Many files are produced as a result of the simulation: md_*.dcd, md_*.rem, md_*.rst, log_*.log for each replica * and log. The log_*.log files contain information about time course of the energy and c.c. of each replica.  After the fitting, it is necessary to visualize at least one trajectory with VMD to ensure that the structure is well fitted to the target density.

$ vmd -situs ../01_CG_emmap/CG_closed.sit
vmd > mol load pdb ../02_CG_build/go.pdb psf ../02_CG_build/go.psf
vmd > mol addfile md_1.dcd
1.4. Analysis of the fitting results

It is time to analyze the changes in c.c. during the simulation, saved in the column 14: RESTR_CVS001 in the log_*.log files. It can be done simultaneously for all 32 replicas in a “for” loop with a simple bash script, provided in the tutorial files. This script also shows which replica have given the highest c.c.
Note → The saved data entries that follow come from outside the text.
PR #592, opened 2022-06-23
Dev 2570

thorstenkramm:


client/client_test.go
```diff
@@ -408,7 +408,7 @@ func (m *mockServer) WaitForStatus(isConnected bool) error {
 		if m.IsConnected() == isConnected {
 			return nil
 		}
-		time.Sleep(time.Millisecond)
+		time.Sleep(10 * time.Millisecond)
```
domenipavec, line 411: Does this change the results of the tests? It shouldn't.
Having a smaller constant should make the tests run faster, so I don't think we should change this.

domenipavec: You should increase the maximum value for the loop (500) instead of the step.

We can try if that helps, but I don't think that's the problem. I think there might be a race or lock happening somewhere that causes this timeout. I don't have a Windows dev machine to try and debug it.

domenipavec (dismissed):

PR #626, opened 2022-07-11
first draft of server task to  clean up disconnected clients

thorstenkramm:
@domenipavec This is just a draft. Many things are missing. Please have a look at the concept and how the ping jobs are dispatched as go routines. The very verbose logging will be removed later. I didn't want to spend too much time now, if the approach is wrong.


server/client_cleanup.go
```diff
@@ -0,0 +1,101 @@
...
+		t.log.Errorf("Failed to get list of clients.")
+		return err
+	}
+	t.log.Debugf("Starting NewDisconnectedHostsCleanupTask task for %d clients now.", len(clients))
+	//jclients, _ := json.Marshal(clients)
+	//t.log.Debugf("Client List: %s", jclients)
+	var wg sync.WaitGroup
+	for _, client := range clients {
+		t.log.Debugf("Running ping task for client %s %s", client.ID, client.Name)
+		activeClient, err := t.cs.GetActiveByID(client.ID)
```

Have a look at the script:

#!/bin/sh

for REP in `seq 1 32`
    do
   grep 'INFO:' ../03_CG_REMD_fitting/log_${REP}.log | awk '{printf ("%10s\t%20s\n",$2,$15)}' | grep -v "RESTR"  > temp1
    awk -v var=log_${REP}.log '{print var,"\t",$0}' temp1 > cc-list$REP
    rm temp1
    highest_cc=$(awk '{print $3}' cc-list$REP | sort -n | tail -1)
    grep "$highest_cc" cc-list$REP  >> temp2
done

sort -rk3 temp2 > the-highest-cc.txt
rm temp2

We run the bash script in the following way:

# Change directory for analysis
$ cd ../04_CG_analysis

# Run the bash script
$ chmod +x analyze-cc.sh
$ ./analyze-cc.sh

The script generates a series of files cc-list* for each replica and a single file the-highest-cc.txt. All files contain the log name in the first column, time step in the second column, and c.c. in the last column. 
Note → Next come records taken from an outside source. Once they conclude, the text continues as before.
PR #644, opened 2022-07-20
[DEV-2607] Extend tunnels with name field

morestatic:
Added the name field to the active tunnel model (called Remote)

Notes:
- Refactored the ClientService into the ClientService interface and a ClientServiceProvider implementation
- Add API unit test to check for the tunnel name field (using a mock based on the ClientService interface)

### DIFF
--- a/server/api_handler_clients_test.go
+++ b/server/api_handler_clients_test.go
@@ -385,25 +385,19 @@ func TestHandlePutTunnelWithName(t *testing.T) {
 	connMock.ReturnResponsePayload = []byte("{ \"IsAllowed\": true }")
 
 	testCases := []struct {
-		Name           string
-		URL            string
-		TunnelName     string
-		ExpectedStatus int
-		ExpectedJSON   string
+		Name         string
+		URL          string
+		ExpectedJSON string
 	}{
 		{
-			Name:           "With Name",
-			URL:            "/api/v1/clients/client-1/tunnels?scheme=ssh&acl=127.0.0.1&local=0.0.0.0%3A3390&remote=0.0.0.0%3A22&name=TUNNELNAME&check_port=0",
-			ExpectedStatus: http.StatusOK,
-			TunnelName:     "TUNNELNAME",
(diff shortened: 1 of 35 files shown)


thorstenkramm (approved):
@domenipavec Please have a look as well.

server/api_handler_clients_test.go
```diff
@@ -343,3 +350,100 @@ func TestGetCorrespondingSortFuncError(t *testing.T) {
...
+
+func TestHandlePutTunnelWithName(t *testing.T) {
+	connMock := test.NewConnMock()
+	connMock.ReturnOk = true
+	connMock.ReturnResponsePayload = []byte("{ \"IsAllowed\": true }")
+
+	testCases := []struct {
+		Name           string
+		URL            string
+		TunnelName     string
```
domenipavec, line 390: This doesn't seem to be used.

server/server.go
```diff
@@ -309,6 +309,10 @@ func (s *Server) Close() error {
 	return wg.Wait()
 }
 
+func (s *Server) GetClientService() ClientService {
```
domenipavec, line 312: This is not used?

domenipavec (dismissed):

server/server.go
morestatic: ah good catch. yes, not required. i've removed it.

server/api_handler_clients_test.go
morestatic: I can't quite see (or not quite getting) what you're referencing. But I can see that the ExpectedStatus isn't really being used. Is that what you mean? I'll tidy the ExpectedStatus up but let me know if something else? The use of a test table is borderline. Do you mean that?

domenipavec: I meant that `TunnelName` property is set in `testCases` but not used in the actual tests.

morestatic: you're right. i really couldn't see that one. i think for a while i was going to Sprintf it into the strings but decided that was over the top. ok. removed and also removed the ExpectedStatus use.

thorstenkramm (approved):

1.5. Choosing the model with the highest cross-correlation coefficient

The file the-highest-cc.txt gathers the highest c.c. values from all replicas and it is sorted according to the c.c. value in the last column:

log_1.log                   634300                      0.9065
log_15.log                 223000                      0.9064
log_11.log                 623100                      0.9064
log_5.log                   248000                      0.9063
log_8.log                   316300                      0.9062
...

It is visible that the replica 1 reached the highest c.c. 0.9065 in the time step 634300. Thus, we encourage the users to calculate the RMSD and to generate a graph “Time courses of c.c. and Cα RMSD with respect to the target structure” for replica 1 by yourself. This can be done in a very similar way as it was described in the Tutorial 17.1.
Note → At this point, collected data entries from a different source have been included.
PR #657, opened 2022-08-01
Feature/dev 2525 group permissions

thorstenkramm:
@domenipavec I did some rework to
* Let people pass, if group permissions are not activated or not supported. Otherwise, all users expect Admins would be blocked.
* MySQL behaves slightly different. Json unmarshalling needs a MySQL variant and affected rows are always 0. Using `REPLACE INTO` based on a unique index works for MySQL and SQLite.
* Return the effective user permissions, so the frontend can hide areas.


server/api_listener.go
```diff
@@ -494,6 +495,17 @@ func (al *APIListener) wsAuth(f http.Handler) http.HandlerFunc {
 			return
 		}
 
+		if reqPermission != "" && al.userService.GetProviderType() == enums.ProviderSourceDB {
```
domenipavec, line 498: I think you should be able to just use `permissionsMiddleware` after `wsAuth` middleware instead of duplicating the code.

server/api_router.go
```diff
@@ -152,9 +152,9 @@ func (al *APIListener) initRouter() {
 
 	// web sockets
 	// common auth middleware is not used due to JS issue https://stackoverflow.com/questions/22383089/is-it-possible-to-use-bearer-authentication-for-websocket-upgrade-requests
-	api.HandleFunc("/ws/commands", al.wsAuth(http.HandlerFunc(al.handleCommandsWS))).Methods(http.MethodGet)
-	api.HandleFunc("/ws/scripts", al.wsAuth(http.HandlerFunc(al.handleScriptsWS))).Methods(http.MethodGet)
-	api.HandleFunc("/ws/uploads", al.wsAuth(http.HandlerFunc(al.handleUploadsWS))).Methods(http.MethodGet)
+	api.HandleFunc("/ws/commands", al.wsAuth(http.HandlerFunc(al.handleCommandsWS), users.PermissionCommands)).Methods(http.MethodGet)
+	api.HandleFunc("/ws/scripts", al.wsAuth(http.HandlerFunc(al.handleScriptsWS), users.PermissionScripts)).Methods(http.MethodGet)
+	api.HandleFunc("/ws/uploads", al.wsAuth(http.HandlerFunc(al.handleUploadsWS), users.PermissionUploads)).Methods(http.MethodGet)
```
domenipavec, line 157: Since you're protecting the uploads status endpoint, you should also protect actual upload handler `al.handleFileUploads`

server/api_handler_me.go
```diff
@@ -24,12 +24,37 @@ func (al *APIListener) handleGetMe(w http.ResponseWriter, req *http.Request) {
 		al.jsonErrorResponseWithTitle(w, http.StatusNotFound, "user not found")
 		return
 	}
-
-	me := UserPayload{
+	var me = UserPayload{
```
domenipavec, line 27: Using `:=` instead of `var` is more common in go when you are also assigning the value.

server/api_handler_me.go
```diff
@@ -24,12 +24,37 @@ func (al *APIListener) handleGetMe(w http.ResponseWriter, req *http.Request) {
...
 		Username:    user.Username,
 		Groups:      user.Groups,
 		TwoFASendTo: user.TwoFASendTo,
 	}
+	var eup = EffectiveUserPermissions{}
+	eup.Permissions = map[string]bool{}
```
domenipavec, line 33: You should do this in one step. Also using `make` is common practice when initializing empty maps.
```
eup := EffectiveUserPermissions{
    Permissions: make(map[string]bool),
}
```

api-doc/openapi/components/schemas/UserGet.yaml
```diff
@@ -13,3 +13,37 @@ properties:
     description: >-
       Holds either the email or the pushover token of the user. It's used to
       deliver 2FA token to user when 2FA is enabled
+  effective_user_permissions:
+    type: object
+    description: The effective user right inhereted from the group permissions
+    properties:
+      note:
```
domenipavec, line 20: I think having strings `note` is a bad practice in API. You should just have a `bool` value to indicate whether group permissions are supported and frontend can display approparite message.

server/api_handler_me.go
```diff
@@ -24,12 +24,37 @@ func (al *APIListener) handleGetMe(w http.ResponseWriter, req *http.Request) {
...
+	for _, perm := range users.AllPermissions {
+		eup.Permissions[perm] = false
+	}
+	if !al.userService.SupportsGroupPermissions() {
+		eup.Note = "effective_user_permissions: not supported by api auth provider"
+		for _, perm := range users.AllPermissions {
+			eup.Permissions[perm] = true
+		}
+	} else {
+		for _, groupName := range user.Groups {
```
domenipavec, line 43: I think it would be better to have a `UserPermissions` method on `userService` that returns a `Permissions` object instead of implementing it here.

server/api_handler_me.go
```diff
@@ -24,12 +24,37 @@ func (al *APIListener) handleGetMe(w http.ResponseWriter, req *http.Request) {
...
-	me := UserPayload{
+	var me = UserPayload{
 		Username:    user.Username,
 		Groups:      user.Groups,
 		TwoFASendTo: user.TwoFASendTo,
 	}
+	var eup = EffectiveUserPermissions{}
+	eup.Permissions = map[string]bool{}
+	for _, perm := range users.AllPermissions {
+		eup.Permissions[perm] = false
```
domenipavec, line 35: You should user `Permissions` object to avoid this loop.

server/api_listener.go
thorstenkramm: wsAuth has been created because browsers cannot send headers when switching to ws. I tried the middleware, and it's returning 401 always.

domenipavec: But `wsAuth` uses the same `api.WithUser` to set user on the context as the regular auth. So `permissionMiddleware` should work fine if it's set inside `wsAuth`. If it doesn't work we should figure out why.

server/api/users/permissions.go
```diff
@@ -49,6 +51,14 @@ func (permissions Permissions) All() map[string]bool {
 	return result
 }
 
+func CreateDefaultPermissions(set bool) map[string]bool {
```
domenipavec, line 54: You should use the actual permissions object. It's designed in a way that an empty map will serialize to correct json with all permissions set to false. So this function with `set=false` would not be needed. And for the `set=true` case you should just construct it the way it's done in admin group. So this function is not needed.

server/api_listener.go
```diff
@@ -494,6 +496,17 @@ func (al *APIListener) wsAuth(f http.Handler) http.HandlerFunc {
 			return
 		}
 
+		if reqPermission != "" && al.userService.SupportsGroupPermissions() {
```
domenipavec, line 499: Even if we're not using bearer auth for ws, it should still be possible to use `permissionsMiddleware` inside `wsAuth`.

domenipavec (approved):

For the targeted MD simulation, the frame from the REMD simulation that has the highest c.c. has to be extracted from the trajectory:

$ vmd -dispdev text
vmd > mol load pdb ../02_CG_build/go.pdb psf ../02_CG_build/go.psf
vmd > mol addfile ../03_CG_REMD_fitting/md_1.dcd
vmd > animate write pdb CG_open.pdb beg 63 end 63
vmd > exit

2. All atom (AA) simulations

2.1. Preparing a simulated density map of the target state

The simulated density map for the AA simulations is prepared in a similar way as for CG simulations, but a smaller voxel size is used. The synthetic density map is again generated with the emmap_generator and should be visualized.

# Change directory
$ cd ../05_AA_emap

# Generate synthetic EM density map (AA_closed.sit)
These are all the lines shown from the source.